• Question: how can you prove that your research is reliable?

    Asked by emmawoods to Tim, Suzi, Damien, Rachael on 16 Jun 2011. This question was also asked by lidivampire, livmarshall, thedinosaurexpert.
    • Photo: Tim Fosker

      Tim Fosker answered on 13 Jun 2011:


      Hi @emmawoods

      Thanks for a great question! When you do experiments in a test tube you can easily check that your results are reliable by running the same experiment over and over again. Making sure the results you get from children are reliable is not so easy – we can’t ask the same 5 year-old to sit in a room having their brain activity measured over and over again for several days. Instead we use mathematics to calculate the chances of the results happening randomly. The more children we test that show the same patterns of brain activity the less likely the patterns we get are random. There is always a chance that our results are random, but we only report results when the chance of the results being random is small (usually less than 5 in 100).

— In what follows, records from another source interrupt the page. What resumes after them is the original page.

PR #461, opened 2025-02-27
[WiP] padding as input transform

Joao-L-S-Almeida:


blumenstiel:
@Joao-L-S-Almeida I think there is a `PadIfNeeded` in albumentations. Why are you not just using this one?

Joao-L-S-Almeida:
Simple. I never head about it before. @blumenstiel

Joao-L-S-Almeida:
@blumenstiel  In anyway. I also want to remove lines when necessary.

blumenstiel:
Haha good point:) Maybe test if it is working for you and replace the examples with it. I don't know in which version it was added, but it would be another reason to work on support for albumentation v2

Joao-L-S-Almeida:
@blumenstiel But the users can use PadIfNeeded if they want, or other equivalent operation. I think more than the transform itself the point here is to show them that this is a better option than checking stackability and modifying batch_norm.

PR #463, opened 2025-02-28
pinning albumentations==1.4.6

Joao-L-S-Almeida:
@blumenstiel has observed that D4 is missing in `albumentations==1.4.0`.


romeokienzler (approved):
lgtm

PR #483, opened 2025-03-07
allow users to run iterate using terratorch command

leotizzei:
iterate is a terratorch plugin, so the idea is to allow users to use terratorch command to call iterate: 
```shell
terratorch iterate --hpo --config ./configs/config.yaml
```


docs/quick_start.md
Joao-L-S-Almeida, line 1: It would be interesting to indicate that this is still in an experimental stage.

terratorch/__main__.py
Joao-L-S-Almeida, line 1: It's necessary to do a conditional import for `benchmark`. Maybe a try-except trying to import it and printing a logging message when that isn't installed.

Joao-L-S-Almeida: It would also be interesting to have an automatic test as those in `tests/test_finetune.py` specifically for `terratorch iterate`.

Joao-L-S-Almeida: We also have replaced print wherever possible with logging, as seen in `terratorch/models/backbones/prithvi_mae.py:29`.

Joao-L-S-Almeida: When iterate is not installed, we could instruct the user to do it via `pip install git+<repo_URL>`.

leotizzei: Hi Lucas,

1. conditional import -> done
2. automatic test: I'm not sure that we should include iterate test cases into terratorch tests, because I think it makes sense to test the code that is located in this terratorch's repo and not elsewhere.
3. use logging -> done
4. how to install iterate -> done, add a link on the docs to the installation section on terratorch-iterate

terratorch/__main__.py
```diff
@@ -2,11 +2,140 @@
...
 from terratorch.cli_tools import build_lightning_cli
+import sys
+from typing import List, Any
+try:
+    from benchmark.benchmark_types import Defaults, Task
+    from benchmark.backbone_benchmark import benchmark_backbone, rerun_best_from_backbone
+    from benchmark.utils import get_logger
+    TERRATORCH_ITERATE_INSTALLED = True
 
+except ImportError:
```
romeokienzler, line 18: @Joao-L-S-Almeida suggesting: if sys.argv[1] == "iterate" and TERRATORCH_ITERATE_INSTALLED = False print a message: please install iterate via pip install ....

leotizzei: done https://github.com/leotizzei/terratorch/blob/811509f0596d7368b9f81e147c8eb7b2d73f2ad9/terratorch/__main__.py#L23

Joao-L-S-Almeida (approved):

Joao-L-S-Almeida:
Feel free to merge,  @leotizzei .

PR #494, opened 2025-03-11
Updating the tests workflows to install granitewxc and prithviwxc from PyPI.

Joao-L-S-Almeida:
* They are available on PyPI, so it's better to use them instead of the GitHub versions. 
* Trying to remove the limitation over Python 3.12.


romeokienzler (approved):
lgtm

PR #500, opened 2025-03-12
Adjust in the checkpoint adjuster script

Joao-L-S-Almeida:


romeokienzler:
@paolo-fraccaro to test

PR #501, opened 2025-03-13
Update cli_tools.py, make subcommand optional

romeokienzler:


terratorch/cli_tools.py
Joao-L-S-Almeida, line 1: I understand it just would have effect if we run `terratorch` without any subcommand, but in this case, we have:
```
INFO:albumentations.check_version:A new version of Albumentations is available: 2.0.5 (you have 1.4.10). Upgrade using: pip install --upgrade albumentations
INFO:terratorch:Found custom_modules
usage: terratorch [-h] [-c CONFIG] [--print_config[=flags]] {fit,validate,test,predict,compute_statistics} ...
error: expected "subcommand" to be one of {fit,validate,test,predict,compute_statistics}, but it was not provided.

```

Joao-L-S-Almeida: I just saw that it could be necessary when running from the script interface, since this subcommand isn't passed in these cases.

PR #508, opened 2025-03-13
Options to directly informing kwargs for backbones and decoders

Joao-L-S-Almeida:
* Informing the arguments adding a prefix (`backbone_`, `decoder_`, `head_`) can work for most part of the cases, but for some specific uses, as arguments called `decoder_channels`, it will produce conflicts. 
* This solution adds the options of passing the arguments inside a dictionary, which will avoid this bad interpretation. 
* When using YAML files, the input will look like:
```
decoder: SomeInterestedDecoder
decoder_kwargs:
       decoder_channels: [100, 200, 300, 400]
```


romeokienzler (approved):
lgtm

PR #840, opened 2025-09-05
improve verbosity on tests

romeokienzler:


Joao-L-S-Almeida:
I didn't see much difference in the logs. Is it already activated ?

PR #843, opened 2025-09-05
Add/temporalwrapper doc

Isabelle-Wittmann:
Add temporal wrapper documentation and sample notebook.
Integrated that out_channels argument from the wrapped backbone is exposed such that TemporalWrapper backbones can be used in TerraTorch EncoderDecoder pipelines.


docs/tutorials/temporal_wrapper.md
blumenstiel, line 1: Should we move this to `docs/guide`? You also have to add it in `mkdocs.yml`, I would add it under `Guide -> Models`.

blumenstiel: Can you add a bit more information on how to use it in a config/python code. E.g. like here for Prithvi: https://ibm.github.io/terratorch/stable/guide/prithvi_eo/

blumenstiel:
@Isabelle-Wittmann Our docs are deployed from the branch `docs`. So we need to merge `main` into `docs` after this pr. `docs` is not protected, which makes it easier to update the docs for us because you don't need pr reviews, you can also do it from the docs directly.

docs/tutorials/temporal_wrapper.md
Isabelle-Wittmann: Moved and extended, Cli/config is currently not possible as TemporalWrapper is not a registered backbone (yet)

blumenstiel: Thanks! I add it quickly then

terratorch/models/utils.py
```diff
@@ -111,7 +111,22 @@ def __init__(self, encoder: nn.Module, pooling: str = 'mean', concat: bool = Non
                 self.reverse_permute_op[p] = i
         else:
             self.reverse_permute_op = None
+
+        if hasattr(encoder, "out_channels"):
```
blumenstiel, line 120: Do we have to raise a error or at least a warning if encoder does not have out_channels? Because that is expected from each backbone in TT. Maybe we can add a out_channels param as a fallback for custom backbones.

blumenstiel:
General question: Should we move the class to it's own py file? I feel like it could become a bigger feature in the future and it would be good if we don't break imports etc. for backwards compatibility etc.

blumenstiel:
@Isabelle-Wittmann The temp wrapper was already supported in configs etc. I updated the code to fit your changes and added it to the docs. Can you review my changes? I also left some new comments

Isabelle-Wittmann:
Great thanks, all looks good! @blumenstiel

PR #851, opened 2025-09-08
[WiP] Workflow for coverage

Joao-L-S-Almeida:


Joao-L-S-Almeida:
@romeokienzler The goal was to generate the coverage-badge and open a PR to merge it with main, but that is failing. 
I also tried to use to upload an artifact, but that "isn't found" just after the upload.

PR #855, opened 2025-09-10
Adding `dask`

Joao-L-S-Almeida:
It looks like `dask` must be mandatory to use the package. 
`diffusers` is already installed by default.

### DIFF
--- a/pyproject.toml
+++ b/pyproject.toml
@@ -72,6 +72,7 @@ dependencies = [
   "hdf5plugin",
   "h5netcdf",
   "pytest-sugar",
+  "dask",
 ]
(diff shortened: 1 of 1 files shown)


blumenstiel:
@Joao-L-S-Almeida To use which package? Most package like zarr work with and without dask.

Why are we installing `diffusers` by default? I guess you only need it for the TerraMind generation models. I would not install it if it is not needed in general.

blumenstiel:
Did not see it was closed:)

Joao-L-S-Almeida:
No problem. The package was terratorch itself.

PR #856, opened 2025-09-10
Adding TM tokenizers as backbones

blumenstiel:
Tokenizers were only registered in the FULL_MODEL_REGISTRY sofar. Adding them as backbones as well.


blumenstiel:
@Isabelle-Wittmann I understand the idea but I would keep it this way. Tensor inputs should be the default, dict only if it does not work otherwise. You can use `concat_bands: True` in the general multimodal data module to switch from dict data to tensor data if you only use a single modality.

Just another idea: We can also add a multimodal wrapper similar to the temporal one for late fusion models.

PR #857, opened 2025-09-10
Adding missing dependencies `dask` and `tokenizers`.

Joao-L-S-Almeida:
The package `diffusers` is already included among the mandatory dependencies and don't need to be in `test`.

### DIFF
--- a/pyproject.toml
+++ b/pyproject.toml
@@ -73,6 +73,7 @@ dependencies = [
   "h5netcdf",
   "pytest-sugar",
   "dask",
+  "tokenizers"
 ]
 
 


blumenstiel:
@Joao-L-S-Almeida To use which package? Most package like zarr work with and without dask.

Why should we install diffusers and tokenizers by default? I guess you only need it for the TerraMind generation models. I would not install it if it is not needed in general.

Joao-L-S-Almeida:
@blumenstiel This is my experience when installing `main` in a new fresh environment (`pip install git+https://github.com/IBM/terratorch.git@main#egg=terratorch[peft]`) and running the unit tests, which will fail with these missing dependencies. 
 If there is any specificity in these tests that aren't applied for general use cases, so let's make it clearer.

blumenstiel:
I understand. But then we should rather skip these tests that require diffusers/tokenizers when the packages are not installed instead of installing them for everyone. I guess 99% of the users are not using them.

blumenstiel:
@Joao-L-S-Almeida Can you check if the problem is solved in https://github.com/IBM/terratorch/pull/863?

Joao-L-S-Almeida:
@blumenstiel Approved. Thanks.

PR #883, opened 2025-09-22
Update timm import

blumenstiel:
Package timm==1.0.17 leads to following warning:
```text
FutureWarning: Importing from timm.models.layers is deprecated, please import via timm.layers
  warnings.warn(f"Importing from {__name__} is deprecated, please import via timm.layers", FutureWarning)
```

Updating import. This warning will still occur because of old imports in Sunya which needs to be updated as well.


Joao-L-S-Almeida (approved):

blumenstiel:
@Joao-L-S-Almeida can you update it in Surya as well so we get rid of the warning for 1.1?

PR #893, opened 2025-09-25
Remove pytest and pytest-sugar from pyproject.toml

romeokienzler:
Removed 'pytest' and 'pytest-sugar' from dependencies.


Joao-L-S-Almeida:
Lgtm.

Issue #880, opened 2025-09-19
Hausdorff (DT) loss (differentiable approximation). Maximizes worst-case boundary errors; sharp edges


Joao-L-S-Almeida:

blumenstiel:
Tested the ER version in kornia and a adaptation of the DT version from monai, see #897. Both did not train on a testset, so I removed them again.

PR #897, opened 2025-09-26
Add boundary-loss

blumenstiel:
Added support for combined losses for segmentation task.

You can define losses in 3 ways:
```
# single loss
    loss: ce 

# equal weights
    loss: 
      - ce
      - dice

# weighted losses
    loss: 
      ce: 0.3
      dice: 0.7
```
Add new loss `lovasz`. Tested two implementations of the `hausdorff` loss but it did not work in tests, so it was removed.
Added new metric: `Boundary_mIoU`.

Other things:
- Removed GeoBench2 dependency from tests
- fix some points in the generic multimodal data module
- added tests

### DIFF
--- a/terratorch/datamodules/__init__.py
+++ b/terratorch/datamodules/__init__.py
@@ -62,9 +62,6 @@ try:
 except ImportError:
     logging.getLogger("terratorch").debug("geobench_v2 not installed")
     geobench_v2_present = False
-except NameError:
-    logging.getLogger("terratorch").debug("geobench_v2 not installed")
-    geobench_v2_present = False
 
 # miscellaneous datamodules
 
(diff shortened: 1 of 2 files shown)


Joao-L-S-Almeida:
@blumenstiel Is this PR totally or partially intersecting with #880 and #908 ?

blumenstiel:
@Joao-L-S-Almeida Yes, both losses listed in the issues are added. I did not use the Haushoff DT loss to avoild further dependencies. The ER version is already included in Kornia which is required by torchgeo.

blumenstiel:
Tested the new losses on Sen1Floods11. Lovasz performed well, similar to dice. Converged a bit faster in the beginning of the training. Hausdorff did not train at all, while the loss is pretty close to 0 the whole time. I could not find an issue in the code, the wrapper provides the values in the correct shape to kornia. Should we remove it again?

PR #902, opened 2025-09-28
Fix GitHub license detection

adamjstewart:
At the moment, GitHub is unable to detect the license of this project. This is because `LICENSE` does not contain any license, only human-readable comments about there being multiple licenses. According to https://docs.github.com/en/repositories/managing-your-repositorys-settings-and-features/customizing-your-repository/licensing-a-repository#detecting-a-license:

> If your repository is using a license that is listed on the Choose a License website and it's not displaying clearly at the top of the repository page, it may contain multiple licenses or other complexity. To have your license detected, simplify your LICENSE file and note the complexity somewhere else, such as your repository's README file.

The fact that certain files have a different license is already documented in the README, and doesn't need to be documented in the LICENSE file too.

P.S. Happy to discuss how we can contribute some of these MIT licensed files back upstream to TorchGeo! That would also simplify the license situation greatly.

### DIFF
--- a/LICENSE
+++ b/LICENSE
@@ -1,29 +1,202 @@
-# Project License
 
-## Apache License 2.0
+                                 Apache License
+                           Version 2.0, January 2004
+                        http://www.apache.org/licenses/
 
-All code in this repository is licensed under the Apache License, Version 2.0.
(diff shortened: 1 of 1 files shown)


Joao-L-S-Almeida (approved):

Joao-L-S-Almeida:
Thanks you, @adamjstewart.

PR #916, opened 2025-10-02
Trying to fix number format issue

Joao-L-S-Almeida:


Joao-L-S-Almeida:
`xformers` can't run in CPU. How to disable it to run the tests, @christian-pinto ?

christian-pinto:
I am not an xFormers expert and I have not written this code 😄  but looking at the code it seems to be very easy.
Just set `XFORMERS_AVAILABLE=False` if there is no GPU available and it will revert to the other attention mechanism. This is not just for the tests but it should be done in general, to avoid xformers if there is no GPU. 

If instead you want to only skip the test and leave the code as it is just use a `skipif` decorator for the test function to be skipped if there is not GPU available. However, please note that the test fails on GPU as well though, at least in my environment. For whatever the reason torch defaults to cpu. Perhaps some of the tensors used along the line are on cpu while they should be on gpu if you want to use xformers.

christian-pinto:
In here https://github.com/IBM/terratorch/blob/964e163bf016c4f7c2d45b2c453c026b3e5ae7e7/terratorch/models/backbones/terramind/tokenizer/models/vit_models.py#L32-L37

you could do 

```python
try:
    if torch.cuda.is_available():
        from xformers.ops import memory_efficient_attention, unbind
        XFORMERS_AVAILABLE = True
    else:
        XFORMERS_AVAILABLE = False
except ImportError:
    logging.getLogger('terramind').debug("xFormers not available")
    XFORMERS_AVAILABLE = False
```

or in here:

https://github.com/IBM/terratorch/blob/964e163bf016c4f7c2d45b2c453c026b3e5ae7e7/tests/test_reconstructions.py#L74-L76

you could do:

```python
@pytest.mark.skipif(not torch.cuda.is_available(), reason="skipping test because CUDA is not available")
@pytest.mark.parametrize("model_name", ['terramind_v1_base_generate'])
def test_terramind_generation(model_name):
```
In the first case the correct attention backend is used depending on the device available and the test can be executed on CPU as well. In the second case instead, you always skip the test if you are not on GPU, meaning not testing that functionality on CPU at all. 

I would personally go with the first implementation as it makes sure that the functionality can be tested both on CPU and GPU

Joao-L-S-Almeida:
Solved. @blumenstiel If you agree with these changes, please approve the PR. While we don't have GPUs available on GH, we can always run the integration tests in another machine.

blumenstiel (approved):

      I hope that answers your question.

    • Photo: Suzi Gage

      Suzi Gage answered on 16 Jun 2011:


      Hi @emmawoods and @lidivampire
      I’ve answered this question already for someone else (they asked how we prove our results are accurate, but this is the same thing really). Here’s what I put:

      Thanks for your question, it’s a really good one.
      Often one study by itself may find something interesting, but if someone else cannot repeat this finding, it is probably only by chance, and not an interesting result. So we do what we call ‘replication’ and if a number of different people using different data can find the same result, then this suggests the result is accurate.

      Also, you can try to answer the same question with a different research method, if both methods lead to the same answer then this is a good sign that you’ve found something that is likely to be a true finding!